I believe the issue with digital HW engineers comes from their work environment. Here are a few reasons:
1) Their designs tend to be quite in depth, and it is difficult to read verilog/vhdl code, so the code is heavily supported by word docs with block diagrams. This of course results in code slowly migrating away from documentation, and without the review process only the designer of the module knows how it works. They've done this for so long, that they believe this is the only way to do development.
2) Because of (1), brick walls form around modules, and only black box testing is done by simulations. Now no one looks at your code, no one appreciates being told that their code isn't up to par for readability, so they get very defensive and don't like to admit any fault internal to their design.
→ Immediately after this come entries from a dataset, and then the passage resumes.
PR #14107, opened 2023-06-29
Fix issues due to breaking tokenize changes in 3.12

lysnikolaou:
Hey 👋 

I'm opening this PR to start a discussion on which of these fixes are valid or not. I may have cut some corners in some places, mostly because of lack of knowledge or context.

After we've fixed the issues and CI is green, we can have a bigger discussion on whether to go foward with the `tokenize` module or some other tokenizer.

### DIFF
--- a/IPython/core/inputsplitter.py
+++ b/IPython/core/inputsplitter.py
@@ -44,6 +44,7 @@ from IPython.core.inputtransformer import (leading_indent,
                                            assign_from_system,
                                            assemble_python_lines,
                                            )
+from IPython.utils import tokenutil
 
 # These are available in this module for backwards compatibility.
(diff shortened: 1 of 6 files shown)


Carreau:
Many thanks for this PR, I'll try to have a look soon. My time is a bit limited but I'll try to carve some time out.

pablogsal:
@Carreau I would recommend reviewing this PR before beta 4 so we can address anything else before the release candidate is released so we can iterate if something is missing.

Carreau:
I dont' see anything obviously wrong, let's try to get that in to see if any user complains. 

Thanks, and sorry I only have a few hours on IPython here and there.

PR #14108, opened 2023-06-30
fall back to native when printing an ExceptionGroup

### LINKED ISSUE #13753: `ultratb` hides the contents of `ExceptionGroup` errors
This probably isn't too bad yet, but Python 3.11 finaly will be out next month, and `ExceptionGroup` is already seeing growing usage across the ecosystem - for example in Pytest, Hypothesis, and Trio.  Ideally we'd get this working soon, so that users who only rarely update are likely to have a compatible set of packages before they hit this interaction.

As a simple reproducing example:

```python
try:
    ExceptionGroup
except NameError:
    from exceptiongroup import ExceptionGroup

# Realistically these errors would have their own nested tracebacks, but for simplicity...
raise ExceptionGroup("Multiple errors", [ValueError("msg"), TypeError("msg")])
```
In the standard Python REPL, this shows:
```
>>> raise ExceptionGroup("Multiple errors", [ValueError("msg"), TypeError("msg")])
  + Exception Group Traceback (most recent call last):
  |   File "<stdin>", line 1, in <module>
  | exceptiongroup.ExceptionGroup: Multiple errors (2 sub-exceptions)
  +-+---------------- 1 ----------------
    | ValueError: msg
    +---------------- 2 ----------------
    | TypeError: msg
    +------------------------------------
```
but in IPython, or a Jupyter notebook, we only see the container exception:
```python-traceback
In [2]: try:
   ...:     ExceptionGroup
   ...: except NameError:
   ...:     from exceptiongroup import ExceptionGroup
   ...: 
   ...: raise ExceptionGroup("Multiple errors", [ValueError("msg"), TypeError("msg")])
ExceptionGroup                            Traceback (most recent call last)
Input In [3], in <cell line: 6>()
      3 except NameError:
      4     from exceptiongroup import ExceptionGroup
----> 6 raise ExceptionGroup("Multiple errors", [ValueError("msg"), TypeError("msg")])

ExceptionGroup: Multiple errors (2 sub-exceptions)
```

jakkdl:
Fixes #13753 

I started looking into delving deeper into ultratb to add support for Exception Groups, but felt that this would be enough of an improvement over the status quo that it'd probably be worth implementing on it's own.
I also looked quite a bit at ipyparallel's `CompositeError` https://github.com/ipython/ipyparallel/blob/main/ipyparallel/error.py#L169, which seems like the equivalent of exception groups.

Remaining TODO:
- [x] add tests
- [x] add documentation

Will go ahead with those if the basic approach is deemed acceptable

### DIFF
--- a/IPython/core/interactiveshell.py
+++ b/IPython/core/interactiveshell.py
@@ -112,6 +112,8 @@ try:
 except ImportError:
     sphinxify = None
 
+if sys.version_info[:2] < (3, 11):
+    from exceptiongroup import BaseExceptionGroup
 
 class ProvisionalWarning(DeprecationWarning):
     """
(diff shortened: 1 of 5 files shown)


Carreau:
Apologies for the delay in reviewing I don't have much time on IPython.


Don't worry about the downstream failure.

jakkdl:
No worries! I noticed you said the same in the other PRs so realized I should just go full steam ahead and implement the full PR so you only needed a single review pass :)

PR #14119, opened 2023-07-22
Fix: change parso logging level

### LINKED ISSUE #10946: Unexpected logging outputs after setting log level to debug.
I got unexcepted outputs to console after set log level to debug while using tab to autocomplete, and it breaks my typing.
Here's my screenshot:
ipython-logging

Reproduce:
```
In [1]: import logging

In [2]: logging.getLogger().setLevel(logging.DEBUG)

In [3]: logging.info("xxxx")
INFO:root:xxxx

In [4]: logging.<TAB>DEBUG:parso.python.diff:diff parser start
DEBUG:parso.python.diff:diff parser calculated
DEBUG:parso.python.diff:diff: line_lengths old: 1, new: 1
DEBUG:parso.python.diff:diff replace old[1:1] new[1:1]
DEBUG:parso.python.diff:parse_part from 1 to 1 (to 0 in part parser)
DEBUG:parso.python.diff:diff parser end
DEBUG:parso.cache:pickle loaded: /Users/uushuo/.pyenv/versions/3.6.3/lib/python3.6/collections/__init__.py
DEBUG:parso.cache:pickle loaded: /Users/uushuo/.pyenv/versions/3.6.3/lib/python3.6/io.py
DEBUG:parso.cache:pickle loaded: /Users/uushuo/.pyenv/versions/3.6.3/lib/python3.6/os.py
DEBUG:parso.cache:pickle loaded: /Users/uushuo/.pyenv/versions/3.6.3/lib/python3.6/string.py
DEBUG:parso.cache:pickle loaded: /Users/uushuo/.pyenv/versions/3.6.3/lib/python3.6/threading.py
DEBUG:parso.cache:pickle loaded: /Users/uushuo/.pyenv/versions/3.6.3/lib/python3.6/traceback.py
DEBUG:parso.cache:pickle loaded: /Users/uushuo/.pyenv/versions/3.6.3/lib/python3.6/warnings.py
DEBUG:parso.cache:pickle loaded: /Users/uushuo/.pyenv/versions/3.6.3/lib/python3.6/weakref.py
```

Version info
```
{'commit_hash': 'ca5443062',
 'default_encoding': 'UTF-8',
 'ipython_path': '/Users/uushuo/.pyenv/versions/3.6.3/envs/next/lib/python3.6/site-packages/IPython',
 'ipython_version': '6.2.1',
 'os_name': 'posix',
 'platform': 'Darwin-17.0.0-x86_64-i386-64bit',
 'sys_executable': '/Users/uushuo/.pyenv/versions/next/bin/python',
 'sys_platform': 'darwin',
 'sys_version': '3.6.3 (default, Dec 15 2017, 20:17:37) \n'
                '[GCC 4.2.1 Compatible Apple LLVM 9.0.0 (clang-900.0.39.2)]'}
```

drunkwcodes:
This PR closes #10946.

I was wondering where to put this line.
I think the logger module is the best place.

The issue won't break the interactive shell now.

### DIFF
--- a/IPython/core/logger.py
+++ b/IPython/core/logger.py
@@ -15,9 +15,14 @@
 # Python standard modules
 import glob
 import io
+import logging
 import os
 import time
 
+
+
+# prevent jedi/parso's debug messages pipe into interactiveshell
+logging.getLogger("parso").setLevel(logging.WARNING)
 
 #****************************************************************************
 # FIXME: This class isn't a mixin anymore, but it still needs attributes from


IPython/core/logger.py
```diff
@@ -15,10 +15,15 @@
...
 import glob
 import io
+import logging
 import os
 import time
 
 
+
+# prevent jedi/parso's debug messages pipe into interactiveshell
+logging.getLogger("parso").setLevel(logging.WARNING)
```
intgr, line 25: I'm not a maintainer here, just a lurker. But I think imports with side-effects are bad. Better put this in a function and call it from some point in IPython initialization.

drunkwcodes: @intgr Would you suggest a place to call the function with line number in interactiveshell.py?

Look at history.py & aliases.py, there are variables assignments in the module level, too.
I think this is acceptable in ipython.
And this change is not that important to change the flow of interactiveshell.py, so IMO this way is more elegant and won't mess with interactiveshell.py.

intgr: I don't know, sorry.

wyatthoho (approved):

drunkwcodes:
Thanks @WyattHo. I'm appreciate your review!

IPython/core/logger.py
Carreau: Thanks for the review and the discussion, in general we don't like side effect, but as IPython is a shell/interpreter often we don't have too much choices to give a good user experience. I think that is fine here for the time being unless we find a better place.

Carreau:
Thanks for you contribution and the team effort.

PR #9854, opened 2016-08-10
run CFRunLoopRun if NSApp:run finishes on its own

minrk:
This seems to happen when the last Window is closed, but the eventloop needs to run a little longer in order to finish closing the Window.

closes #9734

Issue #9734, opened 2016-07-11
Cannot close last figure window


crosset:
After updating ipython to 5.0 (from macports), I cannot close last figure window (neither with button in window bar, nor with 'close()'). The mouse cursor becomes spinning wheel inside the window, but I can still type command in the terminal window.

However, if I type clf(), the figure window closes and a new one appears.

This happens only when there is only one figure window remaining. 

Here's my system (OS X  El Capitan, with python/ipython etc. installed via macports) :
```
[~] $ python -c "import IPython; print(IPython.sys_info())"
{'commit_hash': u'<not found>',
 'commit_source': '(none found)',
 'default_encoding': 'UTF-8',
 'ipython_path': '/opt/local/Library/Frameworks/Python.framework/Versions/2.7/lib/python2.7/site-packages/IPython',
 'ipython_version': '5.0.0',
 'os_name': 'posix',
 'platform': 'Darwin-15.5.0-x86_64-i386-64bit',
 'sys_executable': '/opt/local/Library/Frameworks/Python.framework/Versions/2.7/Resources/Python.app/Contents/MacOS/Python',
 'sys_platform': 'darwin',
 'sys_version': '2.7.12 (default, Jun 29 2016, 12:52:38) \n[GCC 4.2.1 Compatible Apple LLVM 7.0.2 (clang-700.1.81)]'}
```

Carreau:
Do you use the `%matplotlib` magic ? And/or which matplotlib backend are you using to plot ?

crosset:
Oh, sorry I forgot to mention : I am using the OS X backend (as defined in my matplotlibrc file, so that it is selected automatically when calling "ipython --pylab"). I also tried starting with "ipython" and then doing "%matplotlib osx" but I get the same behavior.

Carreau:
Hum, that might be a macport issue, I'm unable to reproduce with other Python install like homebrew. Whether on py2 or py3, though I'm on Yosemite... 

Can you try a pip-installed version ?

therockmandolinist:
@Carreau I'm experiencing the same issue with py3 on OSX 10.11.5 (EL Capitan) with ipython pip-installed, python3 installed through homebrew.

crosset:
Same issue with python27 installed with macports and ipython-5.0 installed via pip.

However, it works fine with Tk backend (macports install, starting with ipython --pylab-tk), I can close the figure window normally.

Carreau:
hum.. what about pure python shell ?

[...]

PR #14125, opened 2023-07-26
Remove the Event '_triggered' in osx.py to fix hangs.

culler:
This is my proposed fix for issue 

closes #14072


ccordoba12:
@minrk, could you review these changes since you were the one that introduced them in PR #9854? Thanks!

minrk:
tested that this fixes the crash and doesn't restore the original #9734 bug.

I believe the Intermittent test failure is https://github.com/ipython/ipykernel/pull/1137

Issue #13953, opened 2023-02-26
Syntax highlighting of traceback context always uses default Pygments style


li-dan:
We have `TerminalInteractiveShell.highlighting_style` to pick a Pygments style for normal syntax highlighting, but tracebacks always use the default style: https://github.com/ipython/ipython/blob/3edbe3bd10c434af6458bdbe02269880b10b9adf/IPython/core/ultratb.py#L985-L988

Similar to #13756 for mitigating #13446 and #13486, would it be possible to put in a stop-gap to allow the user to change the style?

```diff
$ git diff
diff --git a/IPython/core/ultratb.py b/IPython/core/ultratb.py
index 18eff2708..030dea717 100644
--- a/IPython/core/ultratb.py
+++ b/IPython/core/ultratb.py
@@ -617,6 +617,7 @@ class VerboseTB(TBTools):
     would appear in the traceback)."""

     _tb_highlight = "bg:ansiyellow"
+    _tb_highlight_style = "default"

     def __init__(
         self,
@@ -841,7 +842,7 @@ class VerboseTB(TBTools):
         after = context // 2
         before = context - after
         if self.has_colors:
-            style = get_style_by_name("default")
+            style = get_style_by_name(self._tb_highlight_style)
             style = stack_data.style_with_executing_node(style, self._tb_highlight)
             formatter = Terminal256Formatter(style=style)
         else:
```

li-dan:
Closing as the patch has been merged to main.

PR #14138, opened 2023-08-14
Add hack to change traceback syntax highlighting

li-dan:
Similar to #13756, add a hack to configure the Pygments style for syntax highlighting of tracebacks.

This does not change default behavior.

To use the hack, add to ipython_config.py:

    from IPython.core.ultratb import VerboseTB
    VerboseTB._tb_highlight_style = "pastie"

Mitigates #13953.


Carreau:
Thanks, that seems reasonable.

3) On top of all that chip schedules are always rushed, but they have no easy ability to go back and fix small mistakes, so they try and hide them under the carpet and blame firmware, or expect firmware to just figure out how to make it work.
4) It takes month for a chip to come back from the fab plant, months later for firmware to finish a dev. kit for it, and start shipping it out to customers, months later when a customer finds a bug. A year turn around is normal, longer is not uncommon. Digital HW engineers are usually onto another project by that time
Now every time a bug is found there is knee jerk reaction to blame firmware, even when a firmware team approaches the problem as "we don't know where the bug is, but we need helping locating it". The HW engineer just doesn't want to open up that can of worms, they know was just a rush job. Excuses like "We aren't going to re-spin the chip for this bug, so why should I spend time looking into it", are the norm. This really doesn't help, firmware implement a workaround, when the firmware team doesn't know the root cause.
I believe the only way this can change is from a management viewpoint that digital designers aren't just designing a chip right now, but they need to support the chip for years, and that should be budgeted for right up front. Documentation including verilog/vhdl code comments can happen well after the chip has taped out. This needs to be a serious priority in any schedule.